Payments company Corpay (CPAY) adds stablecoin wallets and settlement capabilities for its global corporate clients alongside BVNK to give businesses another way to move money across borders outside of traditional banking hours.

Partnering with BVNK will allow Corpay customers to view stablecoin balances alongside fiat balances within their platform, while allowing them to send, receive, store and convert stablecoins through integrated wallets.

Corpay said it will use the same stablecoin rails in its treasury operations. By doing so, it hopes to reduce reliance on pre-funded accounts, improve capital efficiency and facilitate the movement of funds across its global presence.

The company has also added blockchain-based settlement to its cross-border payments platform through JPMorgan’s Kinexys private blockchain and BVNK’s stablecoin infrastructure. The company said the rails would be used on select corridors.

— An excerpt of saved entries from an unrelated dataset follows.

PR #3740, opened 2019-11-12
Speed up printing of large permutations

ChrisJefferson:
GAP is very slow at printing large permutations (say on the order of 2^20), it can take several minutes. This is because it uses a silly O(n^2) algorithm.

This improves the two places where we print permutations to instead use an O(n) algorithm.

### DIFF
--- a/src/permutat.cc
+++ b/src/permutat.cc
@@ -163,10 +163,8 @@ static Obj InvPerm(Obj perm);
 **  uses the degree to print all points with same width, which  looks  nicer.
 **  Linebreaks are prefered most after cycles and  next  most  after  commas.
 **
-**  It does not remember which points have already  been  printed.  To  avoid
-**  printing a cycle twice each is printed with the smallest  element  first.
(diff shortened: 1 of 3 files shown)


src/permutat.cc
```diff
@@ -163,10 +163,8 @@ static Obj InvPerm(Obj perm);
 **  uses the degree to print all points with same width, which  looks  nicer.
 **  Linebreaks are prefered most after cycles and  next  most  after  commas.
 **
-**  It does not remember which points have already  been  printed.  To  avoid
-**  printing a cycle twice each is printed with the smallest  element  first.
-**  This may in the worst case, for (1,2,..,n), take n^2/2 steps, but is fast
-**  enough to keep a terminal at 9600 baud busy for all but the extrem cases.
```
fingolfin: lol

fingolfin:
Oops, needs to be rebased now

ChrisJefferson:
Hopefully all issues fixed (once the tests cycle)

PR #4044, opened 2020-06-02
Improve sysinfo.gap generation and content

fingolfin:
In particular define GAP and GAC variables in `sysinfo.gap` and use them in `bin/BuildPackages.sh` and `etc/Makefile.gappkg`.

This strengthens the purpose of `sysinfo.gap` (as I perceive it): that in order to build a package (or anything that wants to interact with GAP), you just point it at the sysinfo.gap of the target GAP installation, and it extracts all it needs from there, including the location of a GAP and GAC executable.

Note that `sysinfo.gap` can be directly included from POSIX shell scripts and Makefiles, and it is also fairly easy to parse for other systems.

Hopefully `PackageManager` will also eventually benefit from this.

This doesn't cover all situations and setups in every case, but that's OK; if people have a non-standard setup (involving their own modified `gap.sh` scripts etc.) then that's how it is, period. (We can help those cases a bit more by adding ways to query a GAP executable for its settings. Some ways that come to mind:
- add a command line option to `gap` which prints the path to the `sysinfo.gap` file
- add a command line option to `gap` which prints the content of the `sysinfo.gap` file
- add a GAP command which returns that path of the `sysinfo.gap` file 
- then teach BuildPackage.sh that if given the name of a GAP executable but not a GAPROOT, it should query the GAP command for the "gaproot" (i.e. the path in which sysinfo.gap is)
- also PackageManager could take advantage of these (see also https://github.com/gap-packages/PackageManager/pull/55/)


fingolfin:
Backported to stable-4.11 in commit 4b8aebd97e00026ab97ddf1551e3fd6d5add1f78

PR #4045, opened 2020-06-03
kernel: refactor IntrBegin / IntrEnd and their callers

fingolfin:


src/read.c
```diff
@@ -2632,23 +2638,22 @@ ExecStatus ReadEvalCommand(Obj context, Obj *evalResult, UInt *dualSemicolon)
...
 
-        /* check for dual semicolon */
-        if (dualSemicolon)
-            *dualSemicolon = (rs->s.Symbol == S_DUALSEMICOLON);
-    }
-    CATCH_ERROR {
-        IntrEnd(&rs->intr, 1, evalResult);
-        type = STATUS_ERROR;
+    // restore the execution environment
+    SWITCH_TO_OLD_LVARS(oldLVars);
```
ChrisJefferson, line 2646: Not a requirement, and we could do it later...

I feel like the "SWITCH_TOO_OLD_LVARS" should come after the IntrEnd. I realise this lines up more with the current code, but it feels really weird. I don't think it would break anything (famous last words)

fingolfin: You raise a good point here. It is arguably "more correct" to do it the way you suggest (and I just changed it accordingly!).
Of course as you already deduced, I did it the other way around before to minimize changes in behavior compared to before my PR. But `IntrEnd` actually may call `CodeEnd`, and *that* also can call `SWITCH_TO_OLD_LVARS`... I am not 100% sure why this works! I assume the fact that most `ReadEvalCommand` invocations uses the `BottomLVars` as start context anyway, so we keep reseting to that, and so `CodeEnd` switches to the right LVars by luck.

Or perhaps some other factor that I don't see right now (I am rather tired and my brain is foggy) actually makes this correct after all? But I still think the new variant is better.

PR #4053, opened 2020-06-17
Fix the logic for scanning tasks in the Julia GC.

rbehrends:
This fixes the test that tries to avoid scanning the stack of the current thread twice.

### DIFF
--- a/src/julia_gc.c
+++ b/src/julia_gc.c
@@ -646,7 +646,7 @@ static void GapTaskScanner(jl_task_t * task, int root_task)
         if (tag->bits.gc & 2)
             rescan = 0;
     }
-    if (stack && tid < 0) {
+    if (stack) {
         if (task->copy_stack) {
             // We know which part of the task stack is actually used,
             // so we shorten the range we have to scan.


src/julia_gc.c
```diff
@@ -646,7 +646,7 @@ static void GapTaskScanner(jl_task_t * task, int root_task)
         if (tag->bits.gc & 2)
             rescan = 0;
     }
-    if (stack && tid < 0) {
+    if (stack) {
```
fingolfin, line 649: This seems like the right thing to do....

In fact `tid < 0` means `tid == -1` means that the task is not the current task of any thread. Why was it ever OK to skip scanning the stack of such tasks? It might have been the previously active task on a thread, right? And then skipping it could lead to us missing a GC root and hence a GC crash, no?

Or is it not that bad? Then what am I missing this time?

rbehrends: You aren't missing anything, that was a bug.

fingolfin:
Backported to stable-4.11 in 1450c23d0a5539d68258883b59af0d89eacd2c46

PR #4054, opened 2020-06-17
Enhancements around SmallGeneratingSet

hulpke:
These are functionally equivalent cleanups and speedups of the operations `SmallGeneratingSet` (and `LogPerm` that is uses) and `SmallerDegreePermutationRepresentation` (which now uses the former).

These operations are used throughout the library, so no extra tests needed.

Also added a safety finiteness test that had been requested for `AllHomomorphisms`.

### DIFF
--- a/doc/ref/grpperm.xml
+++ b/doc/ref/grpperm.xml
@@ -92,7 +92,7 @@ gap> Length(MovedPoints(p));
 720
 gap> q:=SmallerDegreePermutationRepresentation(p);;
 gap> NrMovedPoints(Image(q));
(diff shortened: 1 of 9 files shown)


hulpke:
> With this PR, `tst/teststandard/opers/AutomorphismGroup.tst` line 44 now takes > 10 minutes, leading to a Ci failure

Thank you. I'm puzzled -- the test runs through on my computer in <40 seconds, and I can't detect anything that takes disproportionally longer than before. I've changed the example to a smaller one.

PR #4057, opened 2020-06-19
Travis: switch most builds to bionic

fingolfin:
The motivation for this is a hope that as a weird side effect it might fix the s390x builds (but honestly I don't see how, it's just a random try).

See https://travis-ci.community/t/s390-xenial-builds-fail-with-an-error-occurred-while-generating-the-build-script/9039

If this doesn't work, we'll have to drop the s390x builds, which would be sad, as they are our only big endian CI builds

### DIFF
--- a/.travis.yml
+++ b/.travis.yml
@@ -1,5 +1,4 @@
-# Force Ubuntu 16.04 "Xenial" to get newer GCC, binutils etc.
-dist: xenial
+dist: bionic
 language: c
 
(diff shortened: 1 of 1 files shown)


alex-konovalov:
@fingolfin something went wrong:
```
The command "sudo -E apt-get -yq --no-install-suggests --no-install-recommends $(travis_apt_get_options) install gcc-4.7 g++-4.7 valgrind" failed and exited with 100 during .
```

PR #4058, opened 2020-06-24
Refine the logic for scanning Julia stacks.

rbehrends:
This fixes how we handle scanning the root task of the main thread. It also improves the comments that explain stack scanning logic.

### DIFF
--- a/src/julia_gc.c
+++ b/src/julia_gc.c
@@ -199,6 +199,7 @@ static jl_datatype_t * datatype_largebag;
 static UInt            StackAlignBags;
 static Bag *           GapStackBottom;
 static jl_ptls_t       JuliaTLS, SaveTLS;
+static jl_task_t *     RootTaskOfMainThread;
 static size_t          max_pool_obj_size;
 static UInt            YoungRef;
 static int             FullGC;
@@ -387,6 +388,38 @@ void MarkJuliaObj(void * obj)
 // from which freed objects are then marked. Hence, we add additional checks
 // when traversing GAP master pointer and bag objects that this happens
 // only for live objects.
+//
+// We use "bottom" to refer to the origin of the stack, and "top" to describe
+// the current stack pointer. Confusingly, on most contemporary architectures,
+// the stack grows "downwards", which means that the "bottom" of the stack is
+// the highest address and "top" is the lowest. The stack is contained in a
+// stack buffer, which has a start and end (and the end of the stack buffer
+// coincides with the bottom of the stack).
+//
+//   +------------------------------------------------+
+//   | guard |    unused area          | active stack |
+//   | pages |  <--- growth ---        | frames       |
+//   +------------------------------------------------+
+//   ^                                 ^              ^
+//   |                                 |              |
+// start                              top         bottom/end
+//
+// All stacks in Julia are associated with tasks and we can use
+// jl_task_stack_buffer() to retrieve the buffer information (start and size)
+// for that stack. That said, in a couple of cases we make adjustments.
+//
+// 1. The stack buffer of the root task of the main thread, when started
+//    from GAP can extend past the point where Julia believes its bottom is.
+//    Therefore, for that stack, we use GapBottomStack instead.
+// 2. For the current task of the current thread, we know where exactly the
+//    top is and do not need to scan the entire stack buffer.
+//
+// As seen in the diagram above, the stack buffer can include guard pages,
+// which trigger a segmentation fault when accessed. As the extent of
+// guard pages is usually not known, we intercept segmentation faults and
+// scan the stack buffer from its end until we reach either the start of
+// the stack buffer or receive a segmentation fault due to hitting a guard
+// page.
 
 static void TryMark(void * p)
 {
@@ -485,13 +518,16 @@ static void SafeScanTaskStack(PtrArray * stack, void * start, void * end)
         (volatile jl_jmp_buf *)JuliaTLS->safe_restore;
     jl_jmp_buf exc_buf;
     if (!jl_setjmp(exc_buf, 0)) {
-        // The bottom of the stack may be protected with
-        // guard pages; accessing these results in segmentation
-        // faults. Julia catches those segmentation faults and
-        // longjmps to JuliaTLS->safe_restore; we use this
-        // mechamism to abort stack scanning when a protected
-        // page is hit. For this to work, we must scan the stack
-        // from top to bottom, so we see any guard pages last.
+        // The start of the stack buffer may be protected with guard
+        // pages; accessing these results in segmentation faults.
+        // Julia catches those segmentation faults and longjmps to
+        // JuliaTLS->safe_restore; we use this mechanism to abort stack
+        // scanning when a protected page is hit. For this to work, we
+        // must scan the stack from the end of the stack buffer towards
+        // the start (i.e. in the direction in which the stack grows).
+        // Note that this will by necessity also scan the unused area
+        // of the stack buffer past the stack top. We therefore also
+        // optimize scanning for areas that contain only null bytes.
         JuliaTLS->safe_restore = &exc_buf;
         FindLiveRangeReverse(stack, start, end);
     }
@@ -591,22 +627,23 @@ static void GapRootScanner(int full)
     // 2. The stack of the current task is that of the root task of the
     //    main thread (which has thread id 0).
     //
-    // The reason is that if Julia is being initialized from GAP, it
-    // cannot always reliably find the top of the stack for that task,
-    // so we have to fall back to GAP for that.
-    if (!IsUsingLibGap() && jl_threadid() == 0 &&
-        JuliaTLS->root_task == task) {
+    // The reason is that when called from GAP, jl_init() does not
+    // reliably know where the bottom of the initial stack is. However,
+    // GAP does have that information, so we use that instead.
+    if (task == RootTaskOfMainThread) {
         stackend = (char *)GapStackBottom;
     }
 
-    // allow installing a custom marking function. This is used for
+    // Allow installing a custom marking function. This is used for
     // integrating GAP (possibly linked as a shared library) with other code
     // bases which use their own form of garbage collection. For example,
     // with Python (for SageMath).
     if (ExtraMarkFuncBags)
         (*ExtraMarkFuncBags)();
 
-    // scan the stack for further object references, and mark them
+    // We scan the stack of the current task from the stack pointer
+    // towards the stack bottom, ensuring that we also scan any
+    // references stored in registers.
     jmp_buf registers;
     setjmp(registers);
     TryMarkRange(registers, (char *)registers + sizeof(jmp_buf));
@@ -647,13 +684,34 @@ static void GapTaskScanner(jl_task_t * task, int root_task)
             rescan = 0;
     }
     if (stack) {
-        if (task->copy_stack) {
+        // task->copy_stack is 0 if the COPY_STACKS implementation is
+        // not used or 1 if the task stack does not point to valid
+        // memory. If it is neither zero nor one, then we can use that
+        // value to determine the actual top of the stack.
+        switch (task->copy_stack) {
+        case 0:
+            // do not adjust stack.
+            break;
+        case 1:
+            // stack buffer is not valid memory.
+            return;
+        default:
             // We know which part of the task stack is actually used,
             // so we shorten the range we have to scan.
             stack = stack + size - task->copy_stack;
             size = task->copy_stack;
         }
-        ScanTaskStack(rescan, task, stack, stack + size);
+        char * stackend = stack + size;
+        if (task == RootTaskOfMainThread) {
+            stackend = (char *)GapStackBottom;
+        }
+
+        // Unlike the stack of the current task that we scan in
+        // GapRootScanner, we do not know the stack pointer. We
+        // therefore use a separate routine that scans from the
+        // stack bottom until we reach the other end of the stack
+        // or a guard page.
+        ScanTaskStack(rescan, task, stack, stackend);
     }
 }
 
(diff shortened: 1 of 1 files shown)


src/julia_gc.c
```diff
@@ -387,6 +388,36 @@ void MarkJuliaObj(void * obj)
 // from which freed objects are then marked. Hence, we add additional checks
 // when traversing GAP master pointer and bag objects that this happens
 // only for live objects.
+//
+// All stacks in Julia are associated with tasks and we can use
+// jl_task_stack_buffer() to retrieve the buffer information for that stack.
+// That said, in a couple of cases these need adjustments.
+//
+// 1. The stack buffer of the root task of the main thread, when started from
+//    GAP can extend past the point where Julia believes it ends. Therefore,
```
fingolfin, line 397: Shouldn't this be:
```suggestion
//    GAP can extend past the point where Julia believes it starts. Therefore,
```
or
```suggestion
//    GAP can extend past the point where Julia believes its origin is. Therefore,
```
or so?

src/julia_gc.c
```diff
@@ -387,6 +388,36 @@ void MarkJuliaObj(void * obj)
...
+//    for that stack, we use GapBottomStack instead.
+// 2. If it is the current task of the current thread, we know where exactly
+//    the lowest valid address of the stack is and do not need to scan the
```
fingolfin, line 400:
```suggestion
//    the top (i.e.,  on all currently popular architectures: lowest valid address) of the stack is and do not need to scan the
```

src/julia_gc.c
```diff
@@ -387,6 +388,36 @@ void MarkJuliaObj(void * obj)
...
+// In addition, stack buffers can include guard pages, which trigger a
+// segmentation fault when accessed. We intercept such segmentation faults
+// and terminate stack scanning early for those.
+//
+// In GAP terminology, we use "bottom" to describe the end of the stack
+// where it starts and "top" to describe the current stack pointer. This
+// means that the "bottom" of the stack is the highest address on most
+// modern architectures and "top" is the lowest. When we treat the stack
+// as an abstract buffer, "start" and "end" refer to its lowest and
+// highest address, respectively.
```
fingolfin, line 412: That's not just "GAP terminology". I found this use of top and bottom in virtually all CS references I checked. Also, I'd bring these definitions earlier, then the text before here could use them instead of talking about origin/start/end/lowest address etc.

Also, I think "the end ... where it starts" is a really confusing choice of words. Perhaps: This:

```suggestion
// We use "bottom" to refer to the origin of the stack, and "top" to describe
// the current stack pointer. Confusingly, on most contemporary architectures,
// the stack grows "downwards", which means that the "bottom" of the stack
// is the highest address and "top" is the lowest. When we treat the stack
// as an abstract buffer, "start" and "end" refer to its lowest and
// highest address, respectively.
```
Also, perhaps instead of "start" and "end" it would then be better to talk about "low" and "high" ?

src/julia_gc.c
```diff
@@ -387,6 +388,36 @@ void MarkJuliaObj(void * obj)
...
+//
+//   +------------------------------------------------+
+//   | guard |  unused area            | active stack |
+//   | pages |                         | frames       |
```
fingolfin, line 416: How about adding in the growth direction?
```suggestion
//   | pages |     <--- growth ---     | frames       |
```

src/julia_gc.c
```diff
@@ -653,7 +685,16 @@ static void GapTaskScanner(jl_task_t * task, int root_task)
             stack = stack + size - task->copy_stack;
             size = task->copy_stack;
         }
-        ScanTaskStack(rescan, task, stack, stack + size);
+        char * stackend = stack + size;
+        if (task == RootTaskOfMainThread) {
+            stackend = (char *)GapStackBottom;
+        }
+        // Unlike the stack of the current task that we can in
```
fingolfin, line 692:
```suggestion
        // Unlike the stack of the current task that we scan in
```

src/julia_gc.c
```diff
@@ -765,6 +806,22 @@ void InitBags(UInt initial_size, Bag * stack_bottom, UInt stack_align)
...
     jl_init();
 
+    JuliaTLS = jl_get_ptls_states();
+    // These callbacks potentially require access to the Julia
+    // TLS and thus need to be installed after initialization.
+    jl_gc_set_cb_root_scanner(GapRootScanner, 1);
+    jl_gc_set_cb_task_scanner(GapTaskScanner, 1);
+    jl_gc_set_cb_pre_gc(PreGCHook, 1);
+    jl_gc_set_cb_post_gc(PostGCHook, 1);
+    // jl_gc_enable(0); /// DEBUGGING
```
fingolfin, line 816: Why was this moved up?

src/julia_gc.c
```diff
@@ -765,6 +806,22 @@ void InitBags(UInt initial_size, Bag * stack_bottom, UInt stack_align)
...
+
+    // If we are embedding Julia in GAP, remember the root task
+    // of the main thread. The extent of the stack buffer of that
+    // task is calculated a bit differently than for other tasks.
+
```
fingolfin, line 821:
```suggestion
```

src/julia_gc.c
rbehrends: These calls were originally directly after `jl_init()` (see comment). In between then and now, code was reorganized that moved them down and can in theory (though not currently in practice) trigger a GC for which they would be needed. This change is putting them back to where they were before.

src/julia_gc.c
rbehrends: I like the second option best.

src/julia_gc.c
rbehrends: This would unfortunately be inaccurate. The top of the stack is the current stack pointer, not the beginning of the stack buffer (which is an implementation detail).

src/julia_gc.c
rbehrends: It's conventional terminology when dealing with stacks as abstract data types; when dealing with hardware stacks, terminology is unfortunately inconsistent. Julia in particular uses the opposite terminology for its task stacks ([example](https://github.com/JuliaLang/julia/blob/6cd329c371c1db3d9876bc337e82e274e50420e8/src/task.c#L1058)). This is why I tried to distinguish between Julia and GAP terminology.

However, I think I still like your wording better, as it's overall clearer and more to the point, so I'm good with the change.

src/julia_gc.c
rbehrends: Good idea.

src/julia_gc.c
rbehrends: Oops.

src/julia_gc.c
rbehrends: Done.

src/julia_gc.c
```diff
@@ -387,6 +388,36 @@ void MarkJuliaObj(void * obj)
...
+//   +------------------------------------------------+
+//   | guard |    unused area          | active stack |
+//   | pages |  <--- growth ---        | frames       |
+//   +------------------------------------------------+
+//   ^                                 ^              ^
+//   |                                 |              |
+// start                              top         bottom/end
+//
+// All stacks in Julia are associated with tasks and we can use
+// jl_task_stack_buffer() to retrieve the buffer information for that stack.
```
fingolfin, line 408: With the definitions above, we could make this more precise, right?
```suggestion
// jl_task_stack_buffer() to retrieve the start and end pointer for that stack.
```

src/julia_gc.c
```diff
@@ -387,6 +388,36 @@ void MarkJuliaObj(void * obj)
...
+// That said, in a couple of cases these need adjustments.
+//
+// 1. The stack buffer of the root task of the main thread, when started
+//    from GAP can extend past the point where Julia believes its bottom is.
+//    Therefore, for that stack, we use GapBottomStack instead.
+// 2. If it is the current task of the current thread, we know where exactly
```
fingolfin, line 414:
```suggestion
// 2. For the current task of the current thread, we know where exactly
```

src/julia_gc.c
```diff
@@ -387,6 +388,36 @@ void MarkJuliaObj(void * obj)
...
+//   | guard |    unused area          | active stack |
+//   | pages |  <--- growth ---        | frames       |
+//   +------------------------------------------------+
+//   ^                                 ^              ^
+//   |                                 |              |
+// start                              top         bottom/end
+//
+// All stacks in Julia are associated with tasks and we can use
+// jl_task_stack_buffer() to retrieve the buffer information for that stack.
+// That said, in a couple of cases these need adjustments.
```
fingolfin, line 409:
```suggestion
// That said, in a couple of cases we make adjustments:
```
Note that you give one case where adjustments are needed, and one were it is an optimization.

src/julia_gc.c
```diff
@@ -387,6 +388,36 @@ void MarkJuliaObj(void * obj)
...
+//
+// 1. The stack buffer of the root task of the main thread, when started
+//    from GAP can extend past the point where Julia believes its bottom is.
+//    Therefore, for that stack, we use GapBottomStack instead.
+// 2. If it is the current task of the current thread, we know where exactly
+//    the top is and do not need to scan the entire stack buffer.
+//
+// In addition, stack buffers can include guard pages, which trigger a
+// segmentation fault when accessed. We intercept such segmentation faults
+// and terminate stack scanning early for those.
```
fingolfin, line 419: From this, it does not become clear (a) where the guard pages are (your sketch above of course shows this, but perhaps mention it again), but more importantly (b) it is unclear why Julia would point <start> beyond the guard page... And it's not clear to me if it really *does* that? I thought the problem was only for root tasks, as their stack is not allocated by Julia? Or what? Sorry, I am still confused about this :-/

src/julia_gc.c
```diff
@@ -491,7 +522,7 @@ static void SafeScanTaskStack(PtrArray * stack, void * start, void * end)
         // longjmps to JuliaTLS->safe_restore; we use this
         // mechamism to abort stack scanning when a protected
         // page is hit. For this to work, we must scan the stack
-        // from top to bottom, so we see any guard pages last.
+        // from bottom to top, so we see any guard pages last.
```
fingolfin, line 525: this doesn't fit the terminology above anymore
```suggestion
        // from start to end (as defined above), so we see any guard pages last.
```

src/julia_gc.c
```diff
@@ -653,7 +685,16 @@ static void GapTaskScanner(jl_task_t * task, int root_task)
             stack = stack + size - task->copy_stack;
             size = task->copy_stack;
         }
-        ScanTaskStack(rescan, task, stack, stack + size);
+        char * stackend = stack + size;
+        if (task == RootTaskOfMainThread) {
+            stackend = (char *)GapStackBottom;
+        }
```
fingolfin, line 691:
```suggestion
        }

```

rbehrends: Done.

src/julia_gc.c
rbehrends: Umm, I don't see it or maybe I'm misunderstanding something? The guard pages are at the start of the buffer. I agree that "to top" is misleading and should be "towards the start of the stack buffer" or something like that. But the direction is high -> low address?

src/julia_gc.c
rbehrends: The Julia stack buffer information includes the guard pages. The information that Julia internally maintains is the start and end of the stack buffer, including guard pages. For some stacks, Julia may not even know where the guard pages end. This can in principle (with `COPY_STACKS`) be any task; in addition, it may change in future implementations.

I will try and spell out more clearly what we're doing here.

src/julia_gc.c
fingolfin: The thing is that in here, we don't necessary scan till the top (as we don't know where it is). As to whether we scan from "end to start" or "start to end" , I forgot that we scan "downwards"; so we could say "from end downwards to the start". But it would indeed nice to say "from bottom to top"; alas, again, I am concerned that "top" is not accurate here in general?

We could also think about calling `start` something else, like `max_top` or `absolute_top` or so?

src/julia_gc.c
rbehrends: Hmm. I was using adjustments as a general term (synonym for changes) that included optimizations. In any event, I've altered the comment to include the new phrasing.

src/julia_gc.c
rbehrends: Done.

src/julia_gc.c
rbehrends: It's actually start and size that we get, so how about:

```
// All stacks in Julia are associated with tasks and we can use
// jl_task_stack_buffer() to retrieve the buffer information (start and size)
// for that stack.
```

src/julia_gc.c
rbehrends: So, I've rephrased comments to refer to the start/end of the *stack buffer* that contains the stack, and the top/bottom of the *stack* and also did some rewording to describe the actual process.

src/julia_gc.c
fingolfin: fine by me

src/julia_gc.c
```diff
@@ -647,13 +684,25 @@ static void GapTaskScanner(jl_task_t * task, int root_task)
             rescan = 0;
     }
     if (stack) {
-        if (task->copy_stack) {
+        // task->copy_stack, if not zero or one, is an upper bound for the
+        // size of the stack.
+        if (task->copy_stack > 1) {
```
fingolfin, line 689: I am not sure this is quite right now -- the value `task->copy_stack == 1` should probably still be treated separately? I think it can only occur for "fresh" tasks which don't have a stack allocation yet; so I assume we could just do `if (task->copy_stack ==1) return;` or so?

rbehrends: Hmm, I'll go and have a look at that.

rbehrends: So, `task->copy_stack == 1` implies `task->bufsz == 0`. This means that the logic is accidentally correct, but the comment would have to change. But I think that making control flow more explicit by aborting stack scanning for `task->copy_stack == 1` is much clearer, so I'll go with that.

src/julia_gc.c
```diff
@@ -485,13 +518,16 @@ static void SafeScanTaskStack(PtrArray * stack, void * start, void * end)
...
-        // guard pages; accessing these results in segmentation
-        // faults. Julia catches those segmentation faults and
-        // longjmps to JuliaTLS->safe_restore; we use this
-        // mechamism to abort stack scanning when a protected
-        // page is hit. For this to work, we must scan the stack
-        // from top to bottom, so we see any guard pages last.
+        // The start of the stack buffer may be protected with guard
+        // pages; accessing these results in segmentation faults.
+        // Julia catches those segmentation faults and longjmps to
+        // JuliaTLS->safe_restore; we use this mechamism to abort stack
```
fingolfin, line 524:
```suggestion
        // JuliaTLS->safe_restore; we use this mechanism to abort stack
```

fingolfin:
Done in 74cfb2a8f66a31370aaa7cfd9bd05dbc563ccea6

Those additions are combined with SWIFT, Corpay’s proprietary iACH network and real-time local payment schemes. The new BVNK wallet integration brings stablecoin functionality closer to customers.

BVNK has become one of the leading companies helping payment companies add stablecoin rails. Mastercard agreed in March to buy BVNK for up to $1.8 billion, while Visa partnered with BVNK earlier this year to support stablecoin financing and payments through Visa Direct.

Other payments companies are taking a similar path. Stripe has been creating stablecoin payments through Bridge, while Worldpay has used BVNK to offer stablecoin payments to global businesses.

The use case is mostly operational. Stablecoins offer payments companies another settlement option for liquidity movement, treasury management, and cross-border transfers outside of banking hours.

Stablecoin payments remain a small but growing part of the global monetary movement. Visa data shows that in the last 30 days, more than $1.2 trillion in stablecoin transaction volume, up from $733 billion a year ago.